Create a policy

Steps

  1. Sign in to the AWS Management Console and open the IAM console with the appropriate admin level account.
  2. In the navigation pane on the left, choose Policies and then choose Create policy.
  3. In the Policy editor section, find the Select a service section, then choose S3 service, and select Next.
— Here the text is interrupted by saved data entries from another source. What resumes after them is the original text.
PR #1721, opened 2021-01-21
Allow pipelines from AutoMLSearch to be pickled 

### LINKED ISSUE #1400: Cannot pickle pipelines from automl
Trying to pickle a pipeline created by automl.search give this error 

```
AttributeError: Can't pickle local object 'make_pipeline.<locals>.GeneratedPipeline'
```

Reproduce with any dataset

```python
import evalml
import pandas as pd
import pickle 

df = pd.read_csv("/Users/james.kanter/Downloads/housing.csv")
automl = evalml.AutoMLSearch(problem_type="regression", max_iterations=2)
X = df.copy()
y = X.pop("SalePrice")
automl.search(X, y)
pickle.dumps(automl.best_pipeline)
```

This came up because I was trying to deploy a model using https://github.com/bentoml/BentoML/ which relied on pickle in the example I was trying to use.

bchen1116:
fix #1400 

The issue arises from `pipeline_class(id)` returning a `make_pipelines.<locals>.GeneratedPipeline` object. For objects, pickle only accepts classes defined on a global scale, which `GeneratedPipeline` did not satisfy since it was defined in the `make_pipeline` method. I introduced the stand-alone classes `GeneratedPipelineBinary, ...` in order to make these pipelines pickle-able.

Saving pipeline:
image

Loading and running pipeline (in a different kernel):
image


evalml/tests/automl_tests/test_automl.py
```diff
@@ -1264,15 +1268,15 @@ class Pipeline2(DummyPipeline):
     if objective.name.lower() == "cost benefit matrix":
         automl = AutoMLSearch(X_train=X, y_train=y, problem_type=problem_type_value, max_iterations=3,
                               allowed_pipelines=[Pipeline1, Pipeline2], objective=objective(0, 0, 0, 0),
-                              additional_objectives=[], n_jobs=1)
+                              additional_objectives=[], train_best_pipeline=False, n_jobs=1)
```
bchen1116, line 1271: Mocking fit for time series regression resulted in the following error when trying to fit the best pipeline during training: `AttributeError: 'NoneType' object has no attribute 'fit'`. The pipeline didn't have a `self._component_obj` value.

evalml/tests/automl_tests/test_automl.py
```diff
@@ -1268,7 +1272,7 @@ class Pipeline2(DummyPipeline):
     elif problem_type_value == ProblemTypes.TIME_SERIES_REGRESSION:
         automl = AutoMLSearch(X_train=X, y_train=y, problem_type=problem_type_value, max_iterations=3,
                               allowed_pipelines=[Pipeline1, Pipeline2], objective=objective,
-                              additional_objectives=[], problem_configuration={'gap': 0, 'max_delay': 0}, n_jobs=1)
+                              additional_objectives=[], problem_configuration={'gap': 0, 'max_delay': 0}, train_best_pipeline=False, n_jobs=1)
```
bchen1116, line 1275: Mocking fit for time series regression resulted in the following error when trying to fit the best pipeline during training: `AttributeError: 'NoneType' object has no attribute 'fit'`. The pipeline didn't have a `self._component_obj` value. Would really appreciate input on why it wouldn't work for only time series regression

Once S3 service permissions are added, next, move on to IAM service.
  4. In Actions allowed, choose the below actions to add to the policy:
    • For scanning
      • IAM service
        • Read > GetUser
        • Read > GetPolicyVersion
        • Read > GetPolicy
        • Read > GetUserPolicy
        • List > ListUserPolicies
        • List > ListAttachedUserPolicies
      • S3 service
        • Read > GetBucketAcl
        • Read > GetBucketLocation
        • Read > GetObject
        • Read > GetObjectAcl
        • List > ListAllMyBuckets
        • List > ListBucket
    • For revoke permissions (S3 service)
      • Permission Management > PutBucketAcl
      • Permission Management > PutObjectAcl
    • For tagging (S3 service)
      • Write > DeleteObject
      • Write > PutObject
      • Tagging > DeleteObjectTagging
      • Tagging > PutObjectTagging

  5. For Resources, choose all and select Create policy to save the new policy.